__Work instructions__
Please print all the lines below exactly as they are written.

•••••

PR #5810, opened 2026-01-15
Make sure price shown in pounds

dracos:
And a missing bit of info not being shown in the admin.
[skip changelog]
FD-6465


MorayMySoc (approved):
Looks good to me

•••••

__Task result__
PR #5810, opened 2026-01-15
Make sure price shown in pounds

dracos:
And a missing bit of info not being shown in the admin.
[skip changelog]
FD-6465


MorayMySoc (approved):
Looks good to me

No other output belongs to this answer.